Facebook scammers exploit your intention to hack friends’ account

Pierluigi Paganini May 01, 2014

Security Experts at Symantec discovered scammers are exploiting Facebook users’ intention to hack friends’ account to compromise their profile.

Symantec has discovered a new insidious scam against Facebook users, scammers targeted the social media users proposing a bogus Facebook hacking tool that promises to give the access to their friends’ accounts … unfortunately the unique account hacked is the one of their profiles.

The cybercriminals used an attack technique known as “self cross-site scripting“, victims are deceived with social engineering tactic and are tricked into running the malicious code themselves rather than finding it on a hacked website.

The hackers are exploiting human curiosity to conduct their scam, criminals use to spread a video on Facebook that claims to offer a tool for obtaining credentials for friends’ accounts.

As explained by Satnam Narang in the blog post published by Symantec, the application hacks the victim’s own account.

“Late last week, Facebook users in India were tricked by scammers who were claiming to offer a tool that could hack Facebook in order to obtain passwords belonging to the users’ friends. Unfortunately for these users, they actually ended up hacking their own accounts for the scammers and exposed their friends in the process.”

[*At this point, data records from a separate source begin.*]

PR #493, opened 2026-09-16
Gantt (legacy): fix progress-fill contrast regression in dark mode

Brain2k-0005:
## Summary

Owner report on the live site after PR #490 (label legibility fix) merged: the legacy `Gantt` (v2) progress fill regressed into the INVERSE of the original defect in dark mode - a near-white opaque-looking block with white label text on it, invisible.

**Root cause (verified live, exact pixel samples below):** PR #490 changed the v2 progress rect from fully opaque to `fill-opacity: 0.55`. That was still too dark, because Lumeo's default "zinc" scheme sets `--color-primary` to the *same value* as `--color-foreground` in each mode - a monochrome "ink" primary (near-black in light mode, near-white in dark mode). The Gantt's default bar colour (no `BarColor` set - the common case) is `--color-primary`, and the label text is `--color-foreground`, so at 0.55 opacity the fill converged close enough to the label's own colour to lose contrast. Confirmed live: in dark mode both tokens read exactly `oklch(0.9848 0 0)`.

I could not reproduce the second reported symptom (light mode "washed out", strong dark zebra bands, black header) with the customizer's mono font preset alone, the full "Lyra" preset, or any combination - screenshots attached below all read clearly. `git diff` of PR #490's merge commit against its parent touches only `Gantt.razor`, `GanttBar.razor`, `GanttChart.razor` and `gantt-v2.js` - no row-band/header/zebra colours or SVG-root/group opacity changed. I don't believe PR #490 caused that symptom; flagging it back to the owner for a fresh repro (exact preset/scheme, browser, zoom) since I can't chase it further without reproducing it.

## Fix

Dropped the v2 progress rect's `fill-opacity` from 0.55 to 0.35 - matching the percentage `GanttBar.razor`'s v3 renderer already uses for the identical translucent-tint mechanism (`color-mix(in oklab, {colour} 35%, transparent)`). `fill` itself is untouched (still the resolved bar/primary colour, never the foreground - custom `BarColor` still applies). Nothing else in the SVG (bgRect, arrows, milestone diamond, grid) changed opacity.

## Verified (live, pixel-sampled)

Enterprise Schedule, "Berth A - MSC Aurelia" (80% progress), 1440x900:

| Mode | Progress-fill RGB | Label RGB | Contrast |
|---|---|---|---|
| Dark, before (0.55) | `rgb(174,174,174)` | `rgb(250,250,250)` white | **~2.1:1** (label nearly invisible) |
| Dark, after (0.35) | `rgb(140,140,141)` | `rgb(250,250,250)` white | **3.2:1** (clearly legible) |
| Light, after (0.35) | `rgb(128,128,130)` | `rgb(9,9,11)` near-black | **5.1:1** (passes WCAG AA) |

Dark mode's 3.2:1 doesn't hit the textbook 4.5:1 AA bar - that's an inherent ceiling of this theme (primary literally equals foreground there), and pushing opacity lower to chase 4.5:1 would drop the progress fill *below* the untouched remainder's own 0.30 opacity, inverting which segment reads as "more filled." I judged holding progress visibly more prominent than the remainder (0.35 > 0.30) more important than closing the last delta to AA once the fix already turns a ~2:1 invisible label into a clearly-readable ~3.2:1 one - flagging this trade-off for review rather than deciding it silently.

Also checked: `/components/gantt-chart` (v3, unaffected by this change - its default bar colour is `--color-chart-1`, not `--color-primary`, so it never had this collision) and the enterprise Schedule + mono font preset (JetBrains Mono) in both themes - all read clearly.

## Test plan

- [x] `dotnet build Lumeo.slnx -c Release -warnaserror` -> 0 Warning(s), 0 Error(s)
- [x] `dotnet test tests/Lumeo.Tests/Lumeo.Tests.csproj -c Release --no-build -f net10.0 --filter "FullyQualifiedName~Gantt"` -> 776 passed, 0 failed (unchanged - this renderer's SVG output isn't part of Blazor's render tree, so there's no existing or new bUnit coverage for the JS-internal fill-opacity constant; verified instead via live pixel sampling as shown above)
- [x] Live check: `/demos/enterprise` -> Schedule, light + dark + dark+mono-font, `/components/gantt-chart` light + dark - screenshots and pixel samples in this task's report


Brain2k-0005:
## Update: added a text halo (both renderers)

Round 2's opacity fix (0.35) got dark mode to ~3.2:1, which isn't enough for the label that's the whole point of the bar - and since `--color-primary` literally equals `--color-foreground` in this theme's dark mode, opacity tuning alone can't fully separate them. Added the standard halo technique instead, which sidesteps that entirely: contrast is measured between the glyph's own foreground colour and a background-coloured ring around it - the one pairing every theme defines as maximally contrasting - independent of the fill underneath.

- **v2** (`gantt-v2.js`, SVG): label gets `stroke: var(--color-background)` (resolved the same way every other token here is), `stroke-width: 3px`, `stroke-linejoin: round`, `paint-order: stroke fill`. Milestone labels untouched (already render outside the diamond). `fill-opacity: 0.35` from the previous commit is unchanged.
- **v3** (`GanttBar.razor`, HTML): in-bar label gets `text-shadow: 0 0 2px var(--color-background), 0 0 2px var(--color-background)` (two identical shadows, not one - reads more evenly around the glyph than a single blur), applied unconditionally so the default colour gets the same safety net a custom `BarColor` already had.

### Re-sampled (halo ring vs glyph ink, sampled from actual rendered pixels within the glyph strokes - not the bar fill)

v2, "Berth A - MSC Aurelia" (80% progress), both segments:

| Mode | Halo-ring pixel | Glyph-ink pixel | Contrast |
|---|---|---|---|
| Dark, progress segment | `rgb(9,9,11)` | `rgb(250,250,250)` | **19.06:1** |
| Dark, remainder segment | `rgb(9,9,11)` | `rgb(250,250,250)` | **19.06:1** |
| Light, both segments | `rgb(255,255,255)` | `rgb(9,9,11)` | **~19.9:1** |

(Halo-ring pixel values sampled directly between glyph strokes match the page's own `--color-background` pixel exactly, in both segments - confirms the stroke color is the token, unaffected by the fill underneath.)

v3, "Wireframes" (80% progress), dark mode: baseline fill-vs-ink (no-halo-credit) was already 9.9:1/15.5:1 (v3's default `--color-chart-1` never had the primary-equals-foreground collision) - the halo pixel sampled adjacent to a glyph edge measured 12.4-14.0:1, an extra margin on top. Visually confirmed clean/legible in both renderers, both themes, at both 3x zoom and true 1x/100% pixel density - the halo does not read as a blur.

Tests: updated the pre-existing `Default_Primary_Bar_Keeps_The_Existing_Text_Foreground_Class_Unchanged` v3 bUnit test (style is no longer `null` now that every label carries the halo) and added `Every_InBar_Label_Carries_The_Background_Halo_Regardless_Of_Custom_Colour`. `dotnet build -warnaserror` -> 0/0. Gantt filter -> 777 passed, 0 failed.

Screenshots and full pixel-sampling methodology in this task's report.

PR #1223, opened 2017-03-14
Add ability to set tc_malloc_thread_cache size for ceph

semenovroman:
This creates "/etc/default/ceph" file with "TCMALLOC_MAX_TOTAL_THREAD_CACHE_BYTES=128MB" line. Next time OSD is restarted, it will import line above into its environment.

This can be deployed to cluster using ansible with:
`ansible worknodes -i inventory-$cluster -b -o -m shell -a "echo 'TCMALLOC_MAX_TOTAL_THREAD_CACHE_BYTES=128MB' > /etc/default/ceph"`

For change to take effect, restart OSDs one by one, node by node with:
`ls /var/lib/ceph/osd/ | xargs -I % sh -c "echo % | cut -f 2 -d '-'" | xargs -I % sh -c "sudo stop ceph-osd id=% && sleep 5 && sudo start ceph-osd id=% && sleep 3"`

you can verify that OSD has proper tcmalloc env var with:

`pgrep ceph-osd | xargs -I % sudo cat /proc/%/environ | sed 's|\x0|\n|g' | grep -i tcmalloc`


cookbooks/bcpc/recipes/ceph-common.rb
```diff
@@ -75,10 +75,19 @@
 
 template '/etc/ceph/ceph.conf' do
     source 'ceph.conf.erb'
-    mode '0644'
+    mode 00644
     variables(:servers => get_head_nodes)
```
erhudy: Can you add a `lazy` block here around the node search, as long as we're modifying this recipe for this PR anyway?

PR #1228, opened 2017-04-04
Revise TCP buffer tune to not allocate 32MB per socket descriptor (oops)

erhudy:


kamidzi:
The changes prevent vm3 from running OOM when executing a full build.

PR #1234, opened 2017-04-14
Neutron+Calico technical preview

erhudy:
This branch presents a first look at the forthcoming network architecture for the BCPC project, replacing legacy Nova networking with Neutron and Calico. As this is an early preview, a number of compromises and omissions exist at this early stage, which are enumerated below. Nova networking will remain the default and only supported networking option for BCPC through the forthcoming 7.x release series (Trusty+Mitaka).

Currently available functionality
---
* A local cluster may be built using Neutron and Calico by setting **bcpc.enabled.neutron** to **true** in your environment file. This setting is not enabled by default in the default **Test-Laptop-Vagrant** environment. Changing this flag on an existing cluster is not supported and will result in adverse consequences.
* With **bcpc.enabled.neutron** set to **true**, the resulting cluster will make use of Neutron instead of Nova networking to provide networking services to VMs. VMs launched will receive an IP address in the 192.168.101.0/24 subnet by default, per the settings in `attributes/calico.rb` (Nova networking settings as found in **bcpc.fixed** and **bcpc.floating** are not used).
* The bootstrap node is used as a BGP route reflector via the recipe `bird-false-tor.rb`. BIRD instances running on the controller and compute nodes peer to BIRD on the bootstrap node and publish route information to the bootstrap node. Instances launched on the compute nodes will have  a corresponding static host route appear on the bootstrap node.
* BIRD's internal state may be introspected via the `birdc` command with subcommands such as `show protocols all` and `show route all`.

Unavailable/future functionality
---
* No upgrade path will be provided for migrating from Nova networking to Neutron and Calico.
* The technical preview has not been tested in a scenario with multiple control plane nodes.
* The technical preview has not been tested in a scenario with monitoring nodes.
* The bootstrap node is not configured as a router for the 192.168.101.0/24 subnet. Instances are not able to route off their hypervisor or communicate with instances on other hypervisors. (In a real installation, a hypervisor's default route will redirect traffic intended for other instances up to the TOR, which will route it appropriately based on the information from BGP peering sessions with all hypervisors connected to it. In the local build installation, the BGP route reflector and the default gateway differ.)
* ~~Communicating with instances from the bootstrap does not work.~~ Communicating with instances from the bootstrap works fine, but the default security group must be updated. The default security group created by Neutron allows ingress traffic only from other instances in the same security group and does not allow it from arbitrary CIDRs. Adding additional rules (e.g., 22/TCP from 0.0.0.0/0) works as expected and allows you to SSH from the bootstrap node
* Floating IP functionality has not been added.
* Work has not yet been done to convert to a routed rack architecture (switching to Pacemaker for HA, rewriting deployment scripts, changing how rack locations are calculated and managed, adding logic for automatically locating and establishing BGP peering with the TOR).


erhudy:
One additional note: in order to avoid populating run lists with Neutron-only recipes (causing possible confusion), all new recipes are brought in via `include_recipe` directives in other recipes. This is not desirable and will be redone when Nova networking support is removed.

negronjl:
Reviewed this.  +1

PR #1244, opened 2017-05-31
Add logging and use unique filenames for S3 check

kelvk:
This should ease debugging when the check fails.


dsvua:
looks good to me.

The video is used by scammers to redirect victims to a document on Google Drive that contains the instructions to run a stub of JavaScript code. The document requests to victims to paste the code in their browser’s console window and run it, the malicious code hijacks the victim’s account and use it to “like” other pages and follow lists.

Facebook scammers hacking operation

“What really happens when you paste this code into your browser console window is that a series of actions are performed using your Facebook account without your knowledge. Behind the scenes, your account is used to follow lists and users, and give likes to pages in order to inflate the follower and like counts defined by the scammers.”

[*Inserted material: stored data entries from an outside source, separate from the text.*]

PR #1245, opened 2017-06-06
Initial wave of bash cleanup PRs for chef-bcpc

desrod:
Here's the first of my PRs for chef-bcpc, doing some cleanup on the bash pieces, securing the variables, optimizing the loop and array logic, fixing some common issues where found. Will look at the logic flow once these are clean and build without any issues. Also looking into optimizing the packer + vagrant provisioning to speed up that process.


mihalis68:
@kamidzi would you be able to review this?

images/packer/build-bootstrap.sh
```diff
@@ -1,7 +1,20 @@
...
-cp ${KEYFILE} ../..
+keyfile="bootstrap_chef.id_rsa"
+rm "${keyfile}"*
+ssh-keygen -N "" -f "$keyfile"
+cp "${keyfile}".pub files
+cp "${keyfile}" ../..
+
+u_series=trusty
+u_url="http://archive.ubuntu.com/ubuntu/dists/$u_series-updates/main/installer-amd64/current/images"
+u_checksum=$(curl --progress -s -f -L $u_url/SHA256SUMS | awk -v f=./netboot/mini.iso '$2 == f { print $1 }')
```
kamidzi: Is this intended run on the host executing the bcpc build or on one of the the built VMs?

desrod: This runs on the host building out the environment. What I've done here, is always ensure that the image pulled remotely, matches the remote checksum, by fetching that checksum from the same location as the iso. This avoids having to edit the checksum embedded into the build_bootstrap.sh script itself, every time the upstream iso changes.

bootstrap/shared/shared_build_bins.sh
```diff
@@ -24,130 +24,130 @@ pushd $BUILD_DEST
...
 FILES="pyrabbit-1.0.1.tar.gz $FILES"
 
 # Build requests-aws package
-if [ ! -f python-requests-aws_${VER_REQUESTS_AWS}_all.deb ]; then
-  cp -v $FILECACHE_MOUNT_POINT/requests-aws-${VER_REQUESTS_AWS}.tar.gz .
-  tar zxf requests-aws-${VER_REQUESTS_AWS}.tar.gz
-  fpm -s python -t deb -f requests-aws-${VER_REQUESTS_AWS}/setup.py
-  rm -rf requests-aws-${VER_REQUESTS_AWS}.tar.gz requests-aws-${VER_REQUESTS_AWS}
+if [[ ! -f "python-requests-aws_${VER_REQUESTS_AWS}_all.deb" ]]; then
+  cp -v "$FILECACHE_MOUNT_POINT/requests-aws-${VER_REQUESTS_AWS}.tar.gz" .
```
desrod: I don't think this was one of my commits, and I don't see any subshells being called here, but there are some fundamental problems with its quoting constructs. I'll fix that up in another wave of updates/PRs.

bootstrap/shared/shared_build_bins.sh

The cybercriminals with this tactic are able to increase the popularity of a specific web page or they are able to increase the reputation of fake profiles.

This kind of scam is not new, as confirmed by Narang it has been around since 2011, recently experts at Symantec detected some cases in India. The scam is very effective, according Narang it allowed to cybercriminals to inflate the “like” count on some pages by 50,000 to 100,000, giving a close look to the malicious code experts noticed name assigned to variables (e.g. mesaj and arkadaslar) which suggest the authors are Turkish.

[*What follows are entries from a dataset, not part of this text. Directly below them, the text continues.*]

PR #1255, opened 2017-07-26
Upgrade rally version

srsakhamuri:
This PR upgrades the rally version and allows us to use the latest scenarios and less buggy version of Rally.

Partially fixes: RDTIBCC-1040


cookbooks/bcpc/recipes/rally-deployments.rb
```diff
@@ -69,8 +56,9 @@
       user rally_user
       code <<-EOH
           # Another approach is to use --fromenv...
-          rally deployment create --file="#{infile}" --name=#{version}
-          unlink "#{infile}"
+          source #{rally_venv_dir}/bin/activate
+          rally deployment create --filename="#{infile}" --name=#{version}
+          sudo unlink "#{infile}"
```
kamidzi: Why is sudo needed if `infile` owner is `rally_user`?

cookbooks/bcpc/recipes/rally-deployments.rb
```diff
@@ -21,13 +21,14 @@
...
+rally_venv_dir = "/home/#{rally_user}/rally/venv"
 
 # This json file represents the current deployment of OpenStack. It is read in a later section and then
 # the information from the json file is created in Rally's database to be used for tests.
 KEYSTONE_API_VERSIONS.each do |version|
   infile = File.join(Chef::Config[:file_cache_path], "rally-existing-#{version}.json")
-  template "/var/chef/cache/rally-existing-#{version}.json" do
-      user 'root'
+  template "#{infile}" do
+      user rally_user
```
kamidzi: This is dangerous unless mode is set accordingly: https://github.com/bloomberg/chef-bcpc/blob/master/cookbooks/bcpc/templates/default/rally.existing.json.erb#L17

cookbooks/bcpc/recipes/rally-deployments.rb
srsakhamuri: I will check again, I too wasn't sure why I was getting permission denied error while testing, without sudo here

cookbooks/bcpc/recipes/rally-deployments.rb
```diff
@@ -69,11 +59,19 @@
...
+          source #{rally_venv_dir}/bin/activate
+          rally deployment create --filename="#{infile}" --name=#{version}
+          sudo unlink "#{infile}"
       EOH
   end
 end
 
+bash "copy scenario files if available" do
+  code <<-EOH
+    rsync -avz --delete /chef-bcpc-files/rally/bb-rally #{rally_install_dir} || true
```
srsakhamuri: The hardcoding of the cache dir doesn't seem to work, Need to find another way.

cookbooks/bcpc/recipes/rally-run.rb
```diff
@@ -0,0 +1,36 @@
...
+# WITHOUT WARRANTIES OR CONDITIONS OF ANY KIND, either express or implied.
+# See the License for the specific language governing permissions and
+# limitations under the License.
+#
+
+rally_user = node['bcpc']['rally']['user']
+rally_home_dir = node['etc']['passwd'][rally_user]['dir']
+rally_install_dir = "#{rally_home_dir}/rally"
+rally_venv_dir = "#{rally_install_dir}/venv"
+rally_deployment = "v2.0"
```
kamidzi: v2 should only really be used if necessary; is there reason to prefer over v3?

bootstrap/shared/shared_prereqs.sh
```diff
@@ -220,21 +220,12 @@ download_file "calicoctl-${VER_CALICOCTL}" "https://github.com/projectcalico/cal
...
-for package in "${!rally_packages[@]}"; do 
-        pypi_dir="${rally_packages[package]:0:1}"
-        base_package_name="${rally_packages[package]%-*}"
-        download_file "rally/${rally_packages[package]}" "$pypi_url/$pypi_dir/$base_package_name/${rally_packages[package]}"
-done
-
-# ..and for the one package that has to be a special snowflake and not fit into
-# the above scheme because of capitalization weirdness
-download_file rally/prettytable-0.7.2.tar.gz "$pypi_url/P/PrettyTable/prettytable-0.7.2.tar.gz"
+if [ $RALLY_SCENARIOS_DIR ]; then
```
srsakhamuri: Yes make sense will change that

cookbooks/bcpc/recipes/rally-run.rb
srsakhamuri: No reason, I will switch to v3.

cookbooks/bcpc/recipes/rally-deployments.rb
srsakhamuri: BOOTSTRAP_CACHE_DIR only set on the deployer node, may not be available on bootstrap node I think, but I am not 100% sure, will check it. Otherwise I think I can use chef's remote_directory construct.

cookbooks/bcpc/recipes/rally-deployments.rb
srsakhamuri: Will change the mode to more restrictive

cookbooks/bcpc/recipes/rally-deployments.rb
srsakhamuri: The /var/chef/cache is owned by root so forcing us to use sudo here

bootstrap/shared/shared_prereqs.sh
```diff
@@ -220,12 +220,14 @@ download_file "calicoctl-${VER_CALICOCTL}" "https://github.com/projectcalico/cal
 ####################################################################
 # Obtain packages for Rally. There are a lot.
 # for future reference, to install files from this cache use pip install --no-index -f file:///path/to/files rally
-if [ $RALLY_SCENARIOS_DIR ]; then
-  rsync -avz --delete --exclude=.git $RALLY_SCENARIOS_DIR $BOOTSTRAP_CACHE_DIR/rally/
-else
+if [ -z $RALLY_SCENARIOS_DIR ]; then
```
kamidzi: same issue here with the quoting

cookbooks/bcpc/recipes/rally-deployments.rb
srsakhamuri: Done

bootstrap/shared/shared_prereqs.sh
srsakhamuri: Done

kamidzi:
Ran into the following:

```
$ time ./BOOT_GO.sh
 ____   ____ ____   ____
| __ ) / ___|  _ \ / ___|
|  _ \| |   | |_) | |
| |_) | |___|  __/| |___
|____/ \____|_|    \____|

BCPC Vagrant BootstrapV2 0.2

Building a BCPC cluster of type converged

Testing configured proxies...
Not copying RALLY scenario files, set RALLY_SCENARIOS_DIR pointing to your custom rally scenarios repo
Pause 5 seconds....
DEPRECATION: pip install --download has been deprecated and will be removed in the future. Pip now has a download command that should be used instead.
Collecting virtualenv
  Downloading virtualenv-15.1.0-py2.py3-none-any.whl (1.8MB)
    100% |████████████████████████████████| 1.8MB 325kB/s
  Saved /Users/bcpc/.bcpc-cache/rally/virtualenv-15.1.0-py2.py3-none-any.whl
Collecting rally==0.9.1
  Downloading rally-0.9.1-py2-none-any.whl (754kB)
    100% |████████████████████████████████| 757kB 757kB/s
  Saved /Users/bcpc/.bcpc-cache/rally/rally-0.9.1-py2-none-any.whl
Collecting python-manilaclient<=1.14.0,>=1.12.0 (from rally==0.9.1)
  Downloading python_manilaclient-1.14.0-py2.py3-none-any.whl (263kB)
    100% |████████████████████████████████| 266kB 1.7MB/s
  Saved /Users/bcpc/.bcpc-cache/rally/python_manilaclient-1.14.0-py2.py3-none-any.whl
Collecting python-saharaclient==1.1.0 (from rally==0.9.1)
  Downloading python_saharaclient-1.1.0-py2.py3-none-any.whl (103kB)
    100% |████████████████████████████████| 106kB 3.3MB/s
  Saved /Users/bcpc/.bcpc-cache/rally/python_saharaclient-1.1.0-py2.py3-none-any.whl
Collecting oslo.log<=3.21.0,>=3.11.0 (from rally==0.9.1)
  Downloading oslo.log-3.21.0-py2.py3-none-any.whl (59kB)
    100% |████████████████████████████████| 61kB 3.8MB/s
  Saved /Users/bcpc/.bcpc-cache/rally/oslo.log-3.21.0-py2.py3-none-any.whl
Collecting PrettyTable<0.8,>=0.7.1 (from rally==0.9.1)
  Downloading prettytable-0.7.2.zip
  Saved /Users/bcpc/.bcpc-cache/rally/prettytable-0.7.2.zip
Could not import setuptools which is required to install from a source distribution.
  File "/usr/local/lib/python2.7/site-packages/pip/req/req_install.py", line 375, in setup_py
    import setuptools  # noqa
ImportError: No module named setuptools

You are using pip version 8.0.3, however version 9.0.1 is available.
You should consider upgrading via the 'pip install --upgrade pip' command.

real    0m10.121s
user    0m0.797s
sys     0m0.473s

$ git rev-parse --abbrev-ref HEAD && git log -1 HEAD
upgrade_rally_version
commit dc13f9f3b49341f4f732bb7ccde39aa4e16d8f57
Author: Srinivas Sakhamuri <ssakhamuri@bloomberg.net>
Date:   Thu Aug 3 11:37:38 2017 -0400

    Fix quoting in few more places
```

Anything special that needs to be set/happen?

kamidzi:
Also, even accounting for missing deps with something like the following:
```
From 58b99c6c251758bbfc4906da1b8a68572f75f11b Mon Sep 17 00:00:00 2001
Date: Thu, 3 Aug 2017 13:15:04 -0400
Subject: [PATCH] Specify and ensure rally build requirements.

---
 bootstrap/shared/shared_prereqs.sh | 8 ++++++++
 1 file changed, 8 insertions(+)

diff --git a/bootstrap/shared/shared_prereqs.sh b/bootstrap/shared/shared_prereqs.sh
index b1fd873..58ff70d 100755
--- a/bootstrap/shared/shared_prereqs.sh
+++ b/bootstrap/shared/shared_prereqs.sh
@@ -220,6 +220,12 @@ download_file "calicoctl-${VER_CALICOCTL}" "https://github.com/projectcalico/cal
 ####################################################################
 # Obtain packages for Rally. There are a lot.
 # for future reference, to install files from this cache use pip install --no-index -f file:///path/to/files rally
+virtualenv "$BOOTSTRAP_CACHE_DIR/rally"
+. "$BOOTSTRAP_CACHE_DIR/rally/bin/activate"
+cat > "$BOOTSTRAP_CACHE_DIR/rally/rally-build-requirements.txt" <<EoF
+pip >= 9.0.1
+setuptools
+EoF
 if [ -z "$RALLY_SCENARIOS_DIR" ]; then
   echo "Not copying RALLY scenario files, set RALLY_SCENARIOS_DIR pointing to your custom rally scenarios repo"
   echo "Pause 5 seconds...."
@@ -229,5 +235,7 @@ else
   RALLY_SCENARIOS_DIR="${RALLY_SCENARIOS_DIR%/}"
   rsync -avz --delete --exclude=.git "$RALLY_SCENARIOS_DIR" "$BOOTSTRAP_CACHE_DIR/rally/"
 fi
+pip install --upgrade -r "$BOOTSTRAP_CACHE_DIR/rally/rally-build-requirements.txt"
 pip install -d "$BOOTSTRAP_CACHE_DIR/rally/" --no-binary cffi,cryptography virtualenv rally==0.9.1
 pip install -d "$BOOTSTRAP_CACHE_DIR/rally/" pyinotify || true
+deactivate
--
2.8.4

```

There's

```
++ pip install -d /Users/bcpc/.bcpc-cache/rally/ pyinotify
DEPRECATION: pip install --download has been deprecated and will be removed in the future. Pip now has a download command that should be used instead.
Collecting pyinotify
  Downloading pyinotify-0.9.6.tar.gz (60kB)
    100% |████████████████████████████████| 61kB 3.4MB/s
  Saved /Users/bcpc/.bcpc-cache/rally/pyinotify-0.9.6.tar.gz
    Complete output from command python setup.py egg_info:
    inotify is not available on macosx-10.10-x86_64
```

srsakhamuri:
we don't need a specific pip version to setup rally, pip install and various CLI options that works across the board. Also setuptools is available on all our boxes.

srsakhamuri:
@furlongm basically this is one way to move to latest Rally, we could install manually (like before) by downloading each package from pypi. Since pip provides similar functionality of downloading, it make sense to use it. The pip/setuptools dependency is only on the local developer machine or the jump host, shouldn't be a big deal. The reason for moving to latest rally is it gives newer scenarios for testing that suites the new releases, I think we should keep moving Rally versions whenever newer release available, or pick a stable enough git commit, because last release is 0.9.1 (apr 2017) and already has few bugs working with v3 identity API.

@desrod that's neat, I will change to that.

furlongm:
A few comments:

1. It might be better to install rally into a virtualenv as per @kamidzi 's commit above? That takes care of requiring pip and setuptools, as virtualenv automatically installs them (and this approach doesn't require an extra manual step to install pip and setuptools).

2. It looks like the pyinotify requirement is already taken care of, in the oslo.log requirements.txt:

   https://github.com/openstack/oslo.log/blob/master/requirements.txt#L13

i.e. pyinotify should install automatically on linux, but not on windows, macosx (darwin) or sunos.

3. Currently this commit installs rally to the local host, rather than anywhere in the cluster. Would it be better to live on the bootstrap node? In that case, it is installed in a shared well-known location, as opposed to being installed on someone's personal desktop, or in their home dir on a jump host. Also the bootstrap node is guaranteed to have access to the APIs whereas other hosts are not.

srsakhamuri:
Will rework this PR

To mitigate the attack Facebook warned its users to disable browser console windows, Facebook allows anyway to re-enable the console, but providing a warning message discourages users

“Allow my account to be hijacked if I paste malicious JavaScript.”

Scammers exploited the intentions of Facebook users that naively desire to hack their friend’s accounts, it is very stupid to think it possible pasting code in their own browser.

“Being able to hack someone’s Facebook password by just pasting some code into your browser sounds way too easy and should signal that this is a scam,””It’s best to err on the side of caution and think twice before following instructions that ask you to paste code into your browser to hack passwords or unlock features on a website.” said the researcher.